Folate is needed for the replication of cells. Cancer cells especially need folate because they replicate quickly. As a result, it appears that some cancer cells make too much RFC-1. RFC-1 is a protein in cells that helps maintain levels of folate.

Since folate is needed for cell growth, antifolates can be used as cancer drugs. Dihydrofolate reductase inhibitors are one type of antifolates. These drugs enter cells and attach to dihydrofolate reductase. As a result, folate is not reduced into smaller parts that are needed for cell growth.

  • Pralatrexate (Folotyn®) is a dihydrofolate reductase inhibitor. It is used for some types of non-Hodgkin lymphoma.
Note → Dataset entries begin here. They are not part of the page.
PR #1374, opened 2021-10-12
KopiaUI: add cli flag framework and starting flags

### LINKED ISSUE #367: feature request: add config flag to kopia UI
Hi,
is it possible to add some basic cli flags to Kopia GUI, so we can deploy it easier. 
I mean to have the flag --config-file at less.
it would be nice to have an option to pass the flags to kopia cli.
thank you

baka-yuki:
this got a bit larger than i anticipated it being, and at this point i could use another set of eyes on it.

this modifies the UI to be able to parse specified cli flags in addition to the normal electron flags that can be passed. to start with, i added `--portable`, `--cache-directory`, `--log-dir`, `--help`, and `--config-file` to match the kopia cli, and to close #367.

this opens up a couple new features:
- calling the UI executable with just `--portable` will create the portable directory structure if it does not already exist.
- calling the UI executable with just `--config-file` will start the UI with connection(s) to the specified repository(ies). the cache/log location will be the same as the non-portable app.
- combining the two will put the cache-directory and the log-directory for each repository right next to the .config file.
- calling `--log-dir` will overwrite the log directory, period. so the UI will read configs from either portable/standard locations, but write log files to the specified location.
- calling `--cache-directory` by itself doesn't accomplish anything, because of the potential to mess up configs in the standard location
- there's a help output now that i tried to make match the cli

because the cache-directory is located in the config file, i wrote an update routine. this could probably be moved into the main binary, but i wasn't sure if that was desired/wanted there.

i also fixed misc. linter issues that i noticed.

i'm gonna leave this as a draft for the time being, no rush on reviewing it.

### DIFF
--- a/app/public/cli.js
+++ b/app/public/cli.js
@@ -1,0 +1,149 @@
+const log = require("electron-log")
+const fs = require('fs');
+const path = require('path');
+
+const { app } = require("electron")
+
+const cliArgs = process.argv
+const configFileSuffix = ".config";
+
+let hasCliConfigFlag = false;
+let hasPortableFlag = false;
+let hasLogDirFlag = false;
+let hasCacheDirFlag = false;
+
+function invalidConfigFile(file) {
+    log.error(`invalid configuration file passed on command line: ${file}`);
+    console.log(`Error: Invalid configuration file passed on command line.\
+                 File Name: ${file}\
+                 Valid configuration files end in ${configFileSuffix}.\
+                 Exiting...`);
+    app.exit(1);
+}
+
+function configFileNotFound(file) {
+    log.error(`unable to locate configuration file: ${file}`);
+    console.log(`Error: Unable to verify existance of configuration file.\
+                 File Name: ${file}\
+                 Please check that the path is correct and try again.\
+                 Exiting...`);
+    app.exit(1);
+}
+
+// this isn't pretty but it doesn't require any additional dependencies.
+function outputHelp() {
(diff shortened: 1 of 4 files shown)


zyradyl:
closing per discussion on slack -- thanks!

EarthlingDavey:
@zyradyl hi, this sounds useful. Did you abandon the PR?

zyradyl:
after speaking with Jarek for a bit on slack we decided this was not the way forward for the UI. instead i'm planning to add an in UI way to convert from a local layout to a portable layout. however, i'm starting with adding deletion to the UI as it is the more requested feature. hoping to get the first parts of that knocked out and in a PR this weekend. once i'm all done i'll come back to the portable/local issue.

until then i think the branch is still in my fork? you would have to rebase it a bit and fix the things Jarek pointed out above, but custom versions could me made. sorry for the inconvenience 

-z

EarthlingDavey:
Thanks for replying so quickly. It's awesome to see such activity on the repo it is appreciated and when I am in a position to support this project, I will! 

BTW. I learned of kopia a few weeks ago. But only implemented it over the past few days. Everything went well 👍

I understand your explanation, and sure, it makes sense to prioritise more requested features. 

I have actually made a work around, I'm on macOS and I wanted my configs to be on an encrypted drive. I simply made 2 symlinks for the kopia and kopia-ui directories :)

But, I'll follow the repo progress closely, if support is added for --args to an official release then I'll use that :)

Cheers ✌🏼

PR #1375, opened 2021-10-12
Add doc for Amazon S3 .storageconfig

CrendKing:
Let me know how to improve. Thanks.


jkowalski:
Can you add more of a warning to `Special notes for using the Glacier storage classes` - specifically mention this will require a lot of manual effort to restore and is not recommended for most users.

CrendKing:
What about now?

PR #1376, opened 2021-10-12
logging: switched from go-logging to zap

### LINKED ISSUE #1345: Reduce logging memory footprint
After recent efforts to reduce memory usage, one of the top items in the profile is now logging due to garbage produced by lots of small strings.

We should consider:

- logging less
- switching to https://github.com/rs/zerolog or https://github.com/uber-go/zap or another no-allocation logger

jkowalski:
This is much more efficient in terms of memory allocations and speeds up backup due to less GC pressure.
There are some minor differences in behavior mostly in terms of console colors, but hopefully those are not something folks rely upon.

Fixes #1345


jkowalski:
> Any sense for how much the memory consumption difference is?

I'll run a benchmark once this is merged.

jkowalski:
I did precise pprof with sampling rate of 1:

```
kopia --profile-memory=1 --no-auto-maintenance --profile-dir=/tmp/profile-dir snap create <path>
```

on a directrory that is 204.4 MB files:49176 dirs:5360

```
before: 7345907 objects, 745.79MB total
after: 4706910 objects, 497.78MB total
```

PR #1420, opened 2021-10-19
Migrate: pick latest instead of oldest snapshot with --latest-only

### LINKED ISSUE #1414: Snapshot migrate --latest-only migrates oldest instead of latest snapshot
Hi,

Well, the title basically says it all. I was using `kopia snapshot migrate --all --latest-only` and noticed that only the oldest snapshot of each source is migrated.

Thanks for creating and maintaining this super-useful piece of software.

Best regards
Robert

bob1de:
Fix #1414


jkowalski:
golang requires particular canonical file formatting, in particular `len(s)-1` without spaces. I'm guessing you did you use `gofmt` to format the file after changing. 

In any case I recommend using some proper code editor which formats automatically - Visual Studio Code is very good and magically does all of this.

bob1de:
Alright, using gofmt now.

PR #1452, opened 2021-10-29
Use blob.OutputBuffer in blob.Reader interface instead of internal gather.WriteBuffer

dzaninovic:
Exported blob.Storage interface can't be implemented as GetBlob() is using internal gather.WriteBuffer as an output argument type.

My use case is to intercept all Kopia calls to blob.Storage so I can recreate new underlying blob.Storage on the fly if AWS session expires in the middle of a long operation like creating the snapshot.

I am also using this blob.Storage wrapper to log and keep statistics of all calls to blob.Storage.

Proposed changes change the GetBlob() argument type to blob.OutputBuffer.

make command ran all tests successfully

Forum discussion reference:
https://kopia.discourse.group/t/implementing-repo-blob-reader-interface/706/4

### DIFF
--- a/internal/blobtesting/eventually_consistent.go
+++ b/internal/blobtesting/eventually_consistent.go
@@ -12,7 +12,6 @@ import (
 	"github.com/pkg/errors"
 
 	"github.com/kopia/kopia/internal/clock"
-	"github.com/kopia/kopia/internal/gather"
 	"github.com/kopia/kopia/repo/blob"
 )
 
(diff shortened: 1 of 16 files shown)


jkowalski:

Retinoic acid receptor targets

Retinoids are small molecule drugs. They enter cells and bind to retinoic receptors, which help to manage the life cycle of cells. Retinoids are mostly known as treatments for acne. They cause new growth of skin. They are also used as treatments for some cancers. Retinoids can foster the growth of an immature cell into a mature cell, which is helpful for APL (acute promyelocytic leukemia). Retinoids can also help stop the growth of some types of cancer cells.

  • Isotretinoin is used for a rare type of non-Hodgkin lymphomas and non-melanoma skin cancers.
  • Tretinoin is used for APL and rare type of non-Hodgkin lymphomas.
  • Acitretin (Soriatane®) is used for rare type of non-Hodgkin lymphomas and non-melanoma skin cancers.
  • Bexarotene (Targretin®) is used for rare type of non-Hodgkin lymphomas.